March 30, 2011 – The word ‘hyperinflation’ gets bandied about a lot these days, so diluting the seriousness of the threat that millions of Americans are missing out on the chance to protect themselves with gold investments.
America went through the Great Depression and several serious recessions, yet life went on. Americans have weathered double-digit inflation and crushing losses on Wall Street, and life went on. But hyperinflation is something far worse than anything we have ever dealt with before – and very few of us are prepared to take the hit.
There is a common misconception about hyperinflation, spread by those same people responsible for bringing it on: it’s nothing more than a higher level of inflation, which for most will be compensated for by rising wages, and it is something that the government can control with more of the same deflationary nonsense. No, no, and no.
Inflation means only that a currency is losing value relative to other currencies. Not a particularly desirable thing, but quite survivable.
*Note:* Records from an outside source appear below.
PR #210, opened 2018-12-10
add fail test, removing item, invalidate the iterator

fzerorubigd:
in large number, it may panic, but in lower numbers, it makes the hasNext function
invalid.

Also, I am not sure if removing an index in the iterator is a good thing to do.

I am not sure about a fix yet. so just sharing the problem.


lemire:
Hmmm... I am uneasy about merging this because I do not expect the test you present to pass... Maybe this is a failure in our documentation, but the assumption with an iterator is that you are not modifying the underlying container as it invalidates the iterator.

fzerorubigd:
I am not suggesting to merge this. It is easier to write a test instead of opening an issue for me. So this is just an issue. If this is intended behavior, then adding it to the documents is the fix, if not, then we should fix it somehow.

PR #263, opened 2020-07-25
Introduce an alternative backing implementation for Roaring Bitmaps.

jacksonrnewhouse:
I've spent the last week implementing an alternative backing store for Roaring, with the goal of minimizing allocation calls and garbage collection. I develop a system that stores a large amount of immutable data on disk, and being able to quickly read, intersect and count the underlying bitmaps is of critical importance. Profiling has shown that a significant amount of CPU (often over 30%) was being spent on allocation tasks. Additionally, when garbage collection ran, it imposed significant performance penalties on our overall latency.

This work follows on some experimentation I did with combining the scanning of a []byte with Oring it in-place into another segment. [FastByteOr](https://github.com/jacksonrnewhouse/roaring/blob/inline_or/roaring.go#L1005) was a hacky attempt at this, but did show a 30% improvement in wallclock and overall CPU and about halved allocations. However, it required that you really only needed a single-pass, and generally would hurt maintainability.

Rather than continuing that path, I implemented a Roaring library that is primarily backed by a single []slice, plus possibly a header slice and a couple of ints. The basic structure supports reading from no-run bitmap files (SERIAL_COOKIE_NO_RUNCONTAINER), performing just a quick check that the slice is long enough. This bitmap is assumed to e immutable, which isn't terribly restrictive given that almost any update would require shifting a large percentage of the data.

For supporting mutability of bitmaps, particularly through set operations, we introduce a different format. The containers is the number of nonempty containers, while maxContainers is a bookkeeping tool to ensure that we don't have to repeatedly copy data between slices. Header looks just like bytes [8, 8 + 4 * containers) in the standard format. Finally, for writable bitmaps the data for container with key s is stored in a 8192 byte range, starting at s * 8192. While this almost surely increases the memory footprint of live bitmaps, it makes the data reliably addressible and minimizes copies. Because these bitmaps will typically occupy rather goodsized segments, the Clear() and Close() methods provide some nice methods to allow for reuse. Clear() should be used when the active gothread will be able to immediately reuse it, while Close() releases the backing slice to a sync.Pool in order to be recycled.

This is a pretty giant file, as it needs to lift a dozen algorithms from various parts of the repo. That being said, we were able to see significant performance improvements. We ran two queries twice, and saw the following results with the change:

Query 1
Prod: 
Malloc: 10.3 billion
TotalAlloc: 637 billion
total CPU: 13,500 units
runtimes: 28s, 28s

Test:
Malloc: 500 million (95% reduction)
TotalAlloc: 51 billion (92% reduction)
total CPU: 11,500 units (15% reduction)
runtimes: 23s, 23s (18% reduction)

Query 2
Prod:
Malloc: 52 billion
TotalAlloc: 3 trillion
total CPU: 66,350
runtimes:  135s, 132s

Test:
mallocs: 4.36 billion (91% reduction)
TotalAlloc: 410 billion (86% reduction)
total CPU: 23,000 units (65% reduction)
runtimes: 66s, 60s (50% reduction)

This is despite several shortcuts and inefficiencies in the new code. For instance, I have yet to implement galloping AND cardinality in the new format, and it currently spends 45% of one query doing union2by2Cardinality.

I'm curious if people think this is an avenue worth introducing into the mainline. If not, it is probably that we'll adopt some version of this, as the performance benefits are considerable.

### DIFF
--- a/lowalloc.go
+++ b/lowalloc.go
@@ -1,0 +1,1555 @@
+package roaring
+
+import (
+	"fmt"
+	"math/bits"
+	"sync"
+	"unsafe"
+)
+
+const (
+	containerStorageBytes     = 8192
+	bitmapLongCount           = containerStorageBytes >> 3
+	containerCountOffset      = uint32(4)
+	containerDescriptionStart = uint32(8)
+	bytesPerContainer         = uint32(4)
+
+	maxContainers          = uint32(256)
+	fatWritableSliceLength = int(maxContainers * containerStorageBytes)
+
+	// 0: 2 bytes for key,
+	// 2: 2 bytes for cardinality - 1
+	cardinalityIncrement = uint32(2)
+)
+
+var writableArrayPool = sync.Pool{
+	New: func() interface{} {
+		return make([]byte, 0, fatWritableSliceLength)
+	},
+}
+
+type RoaringBitmap struct {
+	data         []byte
+	header       []byte
+	containerMax uint32
+	containers   uint32
+	writable     bool
+}
+
+func (bitmap *RoaringBitmap) FromBuffer(bytes []byte) error {
+	cookie := ReadSingleInt(bytes, 0)
+	if cookie != serialCookieNoRunContainer {
+		return fmt.Errorf("unexpected signature %d", cookie)
+	}
+	size := ReadSingleInt(bytes, 4)
+	if size > 0 {
+		pointer := 8 + (4 * (size - 1))
+		finalContainerCardinality := ReadSingleShort(bytes, pointer+2)
+		pointer += 4 * size
+		finalOffset := ReadSingleInt(bytes, pointer) + uint32(lengthFromCardinalityShort(finalContainerCardinality))
+		if finalOffset != uint32(len(bytes)) {
+			return fmt.Errorf("expect the bitmap to be %d bytes, not %d bytes",
+				finalOffset,
+				len(bytes))
+		}
+	}
+	bitmap.data = bytes
+	bitmap.writable = false
+	return nil
+}
+
+// Contains returns true if the integer is contained in the bitmap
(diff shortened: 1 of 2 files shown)


lemire:
This seems very promising.

>  performing just a quick check that the slice is wrong enough

Is this a typo...?

> For supporting mutability of bitmaps, particularly through set operations, we introduce a different format

Is that meant to be mutability on disk, or mutability in memory?

jacksonrnewhouse:
yeah, should've been "long enough". 

I mainly meant mutability in memory. The use case I am targeting is reading bitmaps off of disk at query time, composing them via set operations, and then calling Cardinality() and AndCardinality(), after which the bitmaps can be released.

guymolinari:
I'm doing something similar but I hold on to the bitmaps in memory in a
large cache.  Mutability is a requirement for me.  Performance improvements
of >50% are interesting though.

foubarre:
That's very interesting, so I can read a bitmap from disk allocation free if I mmap it and pass it to your immutable version of FromBuffer()?

lemire:
Note that this would need a lot more testing, benchmarking and validation before we could merge this. If folks are interested, please don't be shy about contributing.

jacksonrnewhouse:
I'm going to go ahead and close this for now. I have a more workable ImmutableBitmap approach that I may try to work into a future PR.

Oppen:
Any news on the new version? Otherwise, I think I **may** find the time to test it in some of my work's datasets. It's a long enough set of bitmaps that I have to tar them together lest I want `ls` to get a reasonably beefy machine freeze for minutes. I just load those and `or` them together in a single bitmap. I have about 185 of those tars alive to test.

I don't think it's usable officially for my work because the input files come from a different team, but I may make the case for it if I have a working implementation upstream.

On another note, is there any measure of how this affects on-disk size? How about after compression?

PR #290, opened 2020-11-02
Modified the implementation of ReadFrom to support roaring 64 to directly read roaring 32 data.

davidchen-cn:
Hi reviewer, I think this can help roaring32 users to smoothly migrate to roaring64.


guymolinari:
Good feature.  +1

roaring.go
```diff
@@ -67,11 +67,11 @@ func (rb *Bitmap) WriteToMsgpack(stream io.Writer) (int64, error) {
 // The format is compatible with other RoaringBitmap
 // implementations (Java, C) and is documented here:
 // https://github.com/RoaringBitmap/RoaringFormatSpec
-func (rb *Bitmap) ReadFrom(reader io.Reader) (p int64, err error) {
+func (rb *Bitmap) ReadFrom(reader io.Reader, cookieHeader ...byte) (p int64, err error) {
```
lemire, line 70: Could you document the new parameter `cookieHeader ...byte`?

lemire:
@guymolinari Would you review it? I just looked at it superficially. It might be useful to have someone think it through.

guymolinari:
Will do.

jacksonrnewhouse:
I have no concerns with the general idea here, but it does seem to ugly-up some methods in ways I'd typically rather avoid. For instance, `func (ra *roaringArray) readFrom(stream byteInput, cookieHeader ...byte) (int64, error)` is a much uglier method signature than `func (ra *roaringArray) readFrom(stream byteInput) (int64, error)`.

From what I can read, it basically is injecting some values from `cookieHeader` that would normally be read from the `byteInput`. How possible would it be to instead factor out all of the reading below the changes, and then have two separate pathways. Something like `func (ra *roaringArray) readWithhHeaders(stream byteInput, format formatType)` where `formatType` is a type encompassing the possible headers. That way we could avoid having logic in 32 bit roaring that is just there to support 64 bit roaring.

guymolinari:
All good thoughts.    Stepping back, I would suggest that we also consider
compatibility with the other Roaring library implementations.   This is a
stated capability in that the wire protocol is specifically supposed to be
cross platform.   I have concerns about the existing 64 bit implementation
not being compatible with the C/C++ 64 bit implementation.   I think we
should have specific test cases verifying that we can seamlessly
interoperate.

Sorry for broadening the scope on this folks but I really think we should
do this the right way.

Guy

lemire:
Broadening the scope should be done with care in the sense that we should not ask of a single PR what it cannot provide.

64-bit is a bit of a mess in the sense that there is *no* cross-language compatibility (at all). You have one implementation in C++, *two* implementations in Java (both in the RoaringBitmap library), you have one in roaring. People have said good things about the more recent Java 64-bit implementation and it is definitively being used in production.

What one would need to do is to sit down, look and them, and propose a standard format that everyone could agree to. It is not hard as in "curing cancer", but it requires a deliberate effort.

guymolinari:
I can test this out as is then.  Sometimes good is the enemy of perfect.

lemire:
@guymolinari  Another thoughts regarding this PR? I think we need to either accept it, or make some concrete recommendations to @davidchen-cn   I think that @jacksonrnewhouse made some good points about how this PR does make things "uglier" at times.  But I think we are a bit too vague about the fix...

AskAlexSharov:
@guymolinari , hello. do you have any other comments for this PR? 
Theoretically can move all "container" types from 32 and 64 packages to "internal" package, but it maybe a big move.

guymolinari:
I would just merge it.  We could refactor later if needed.

lemire:
@davidchen-cn Would you sync with our main branch? Sorry about this, but it seems that there were changes and the two versions now differ.

lemire:
@davidchen-cn  Ping! Would you sync your fork?

davidchen-cn:
@lemire Sorry for reply late. I will sync it soon.

lemire:
Merging. To be revised later.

Hyperinflation means that the world has given up on a currency all together and no longer will accept it for trade. In other words, it has become completely worthless.
For the mathematically inclined, dividing the value of anything purchased on the global market (such as gold bullion) by the value of the dollar (zero) means you will need infinite dollars to buy anything. Even Bernanke can’t print that many bills and no employer will ever pay that salary.
Very bad news. But now consider hyperinflation on a global scale, because that is exactly where we are headed. With Japan soon to start up its presses and very strong hints that QE3 is just around the bend, not to mention all of those other major economies trying to deflate their way out of debt, the deluge of funny money is bound to bring the global monetary system to its knees.
When that happens currency tied assets won’t be worth the paper they are printed on. Yet that is where our government is urging its citizens to put their money.
We would be well advised to heed China’s advice to its citizens instead: buy gold today to preserve your wealth for tomorrow.